[Problem description]
The required output is the complete listing, copied word for word.

-.-.-

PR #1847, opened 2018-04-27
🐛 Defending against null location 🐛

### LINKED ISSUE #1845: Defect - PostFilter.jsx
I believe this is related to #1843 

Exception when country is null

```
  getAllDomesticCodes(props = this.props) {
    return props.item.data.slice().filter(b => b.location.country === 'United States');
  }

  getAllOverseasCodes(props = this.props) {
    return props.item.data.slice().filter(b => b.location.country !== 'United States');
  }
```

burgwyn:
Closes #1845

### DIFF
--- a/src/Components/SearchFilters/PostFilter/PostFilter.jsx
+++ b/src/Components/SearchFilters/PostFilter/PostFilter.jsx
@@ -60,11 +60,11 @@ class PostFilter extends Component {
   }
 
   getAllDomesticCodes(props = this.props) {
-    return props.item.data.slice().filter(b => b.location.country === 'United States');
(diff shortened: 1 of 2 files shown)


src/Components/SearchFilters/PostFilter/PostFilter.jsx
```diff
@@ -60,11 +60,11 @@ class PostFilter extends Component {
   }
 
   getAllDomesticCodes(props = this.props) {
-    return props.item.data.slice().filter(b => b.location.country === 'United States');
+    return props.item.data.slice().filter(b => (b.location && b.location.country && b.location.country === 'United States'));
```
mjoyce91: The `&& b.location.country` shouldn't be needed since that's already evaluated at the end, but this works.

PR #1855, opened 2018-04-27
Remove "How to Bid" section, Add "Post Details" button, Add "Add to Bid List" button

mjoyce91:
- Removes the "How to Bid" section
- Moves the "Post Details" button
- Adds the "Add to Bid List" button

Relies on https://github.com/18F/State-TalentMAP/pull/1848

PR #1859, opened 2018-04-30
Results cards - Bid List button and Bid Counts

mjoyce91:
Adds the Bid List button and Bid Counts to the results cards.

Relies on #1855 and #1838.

-.-.-

[Written reply]
PR #1847, opened 2018-04-27
🐛 Defending against null location 🐛

### LINKED ISSUE #1845: Defect - PostFilter.jsx
I believe this is related to #1843 

Exception when country is null

```
  getAllDomesticCodes(props = this.props) {
    return props.item.data.slice().filter(b => b.location.country === 'United States');
  }

  getAllOverseasCodes(props = this.props) {
    return props.item.data.slice().filter(b => b.location.country !== 'United States');
  }
```

burgwyn:
Closes #1845

### DIFF
--- a/src/Components/SearchFilters/PostFilter/PostFilter.jsx
+++ b/src/Components/SearchFilters/PostFilter/PostFilter.jsx
@@ -60,11 +60,11 @@ class PostFilter extends Component {
   }
 
   getAllDomesticCodes(props = this.props) {
-    return props.item.data.slice().filter(b => b.location.country === 'United States');
(diff shortened: 1 of 2 files shown)


src/Components/SearchFilters/PostFilter/PostFilter.jsx
```diff
@@ -60,11 +60,11 @@ class PostFilter extends Component {
   }
 
   getAllDomesticCodes(props = this.props) {
-    return props.item.data.slice().filter(b => b.location.country === 'United States');
+    return props.item.data.slice().filter(b => (b.location && b.location.country && b.location.country === 'United States'));
```
mjoyce91: The `&& b.location.country` shouldn't be needed since that's already evaluated at the end, but this works.

PR #1855, opened 2018-04-27
Remove "How to Bid" section, Add "Post Details" button, Add "Add to Bid List" button

mjoyce91:
- Removes the "How to Bid" section
- Moves the "Post Details" button
- Adds the "Add to Bid List" button

Relies on https://github.com/18F/State-TalentMAP/pull/1848

PR #1859, opened 2018-04-30
Results cards - Bid List button and Bid Counts

mjoyce91:
Adds the Bid List button and Bid Counts to the results cards.

Relies on #1855 and #1838.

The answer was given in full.